Task objective ::
Produce the records again in full, exactly as shown below.

Data extract ::
PR #65, opened 2015-04-23
FDB-Flush-API

arunsubash:
Consolidation of FDB Flush API's. Provide options to flush Static/Dynamic/All entries

### DIFF
--- a/sai/inc/saifdb.h
+++ b/sai/inc/saifdb.h
@@ -102,6 +102,52 @@ typedef enum _sai_fdb_entry_attr_t
 } sai_fdb_entry_attr_t;
 
 /*
+*  FDB Flush entry type.
+*/
+typedef enum _sai_fdb_flush_entry_type_t
+{
+    /* Flush dynamic FDB entries */
+    SAI_FDB_FLUSH_ENTRY_DYNAMIC,
+
+    /* Flush static FDB entries */
+    SAI_FDB_FLUSH_ENTRY_STATIC,
+
+    /* Flush all types of FDB entries */
+    SAI_FDB_FLUSH_ENTRY_ALL,
+
+} sai_fdb_flush_entry_type_t;
+
+/*
+* Attribute for FDB delete. These can be used in the following combinations
+* in the flush API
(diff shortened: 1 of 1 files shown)


sai/inc/saifdb.h
```diff
@@ -102,6 +102,52 @@ typedef enum _sai_fdb_entry_attr_t
...
+* Additionally the type of entry needs to be flushed can be specified
+  using SAI_FDB_FLUSH_ATTR_ENTRY_TYPE which can be static or dynamic or all
+*/
+typedef enum _sai_fdb_flush_attr {
+
+   /*Flush based all entries. No value required*/
+   SAI_FDB_FLUSH_ATTR_ALL,
+
+   /*Flush based on MAC [sai_mac_t]*/
+   SAI_FDB_FLUSH_ATTR_MAC,
```
lguohan: do we need this one? this does not appear in the comment.

sai/inc/saifdb.h
```diff
@@ -102,6 +102,52 @@ typedef enum _sai_fdb_entry_attr_t
...
+
+   /*Flush based on port [sai_object_id_t]*/
+   SAI_FDB_FLUSH_ATTR_PORT_ID,
+
+   /*Flush based on VLAN [sai_vlan_id_t]*/
+   SAI_FDB_FLUSH_ATTR_VLAN_ID,
+
+   /*Flush based on entry type [sai_fdb_flush_entry_type_t]*/
+   SAI_FDB_FLUSH_ATTR_ENTRY_TYPE,
```
lguohan: can we re-use the sai_fdb_entry_type_t here? If you do not provide this attribute, then it means all types of entry. Seems to you do not need SAI_FDB_FLUSH_ENTRY_ALL and you can reuse sai_fdb_entry_type_t.

arunsubash: Yes we can reuse the sai_fdb_entry_type_t. Deleted the MAC and ALL option from sai_fdb_flush_attr and updated the pull request

lguohan:
merged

Exercise answer ::
PR #65, opened 2015-04-23
FDB-Flush-API

arunsubash:
Consolidation of FDB Flush API's. Provide options to flush Static/Dynamic/All entries

### DIFF
--- a/sai/inc/saifdb.h
+++ b/sai/inc/saifdb.h
@@ -102,6 +102,52 @@ typedef enum _sai_fdb_entry_attr_t
 } sai_fdb_entry_attr_t;
 
 /*
+*  FDB Flush entry type.
+*/
+typedef enum _sai_fdb_flush_entry_type_t
+{
+    /* Flush dynamic FDB entries */
+    SAI_FDB_FLUSH_ENTRY_DYNAMIC,
+
+    /* Flush static FDB entries */
+    SAI_FDB_FLUSH_ENTRY_STATIC,
+
+    /* Flush all types of FDB entries */
+    SAI_FDB_FLUSH_ENTRY_ALL,
+
+} sai_fdb_flush_entry_type_t;
+
+/*
+* Attribute for FDB delete. These can be used in the following combinations
+* in the flush API
(diff shortened: 1 of 1 files shown)


sai/inc/saifdb.h
```diff
@@ -102,6 +102,52 @@ typedef enum _sai_fdb_entry_attr_t
...
+* Additionally the type of entry needs to be flushed can be specified
+  using SAI_FDB_FLUSH_ATTR_ENTRY_TYPE which can be static or dynamic or all
+*/
+typedef enum _sai_fdb_flush_attr {
+
+   /*Flush based all entries. No value required*/
+   SAI_FDB_FLUSH_ATTR_ALL,
+
+   /*Flush based on MAC [sai_mac_t]*/
+   SAI_FDB_FLUSH_ATTR_MAC,
```
lguohan: do we need this one? this does not appear in the comment.

sai/inc/saifdb.h
```diff
@@ -102,6 +102,52 @@ typedef enum _sai_fdb_entry_attr_t
...
+
+   /*Flush based on port [sai_object_id_t]*/
+   SAI_FDB_FLUSH_ATTR_PORT_ID,
+
+   /*Flush based on VLAN [sai_vlan_id_t]*/
+   SAI_FDB_FLUSH_ATTR_VLAN_ID,
+
+   /*Flush based on entry type [sai_fdb_flush_entry_type_t]*/
+   SAI_FDB_FLUSH_ATTR_ENTRY_TYPE,
```
lguohan: can we re-use the sai_fdb_entry_type_t here? If you do not provide this attribute, then it means all types of entry. Seems to you do not need SAI_FDB_FLUSH_ENTRY_ALL and you can reuse sai_fdb_entry_type_t.

arunsubash: Yes we can reuse the sai_fdb_entry_type_t. Deleted the MAC and ALL option from sai_fdb_flush_attr and updated the pull request

lguohan:
merged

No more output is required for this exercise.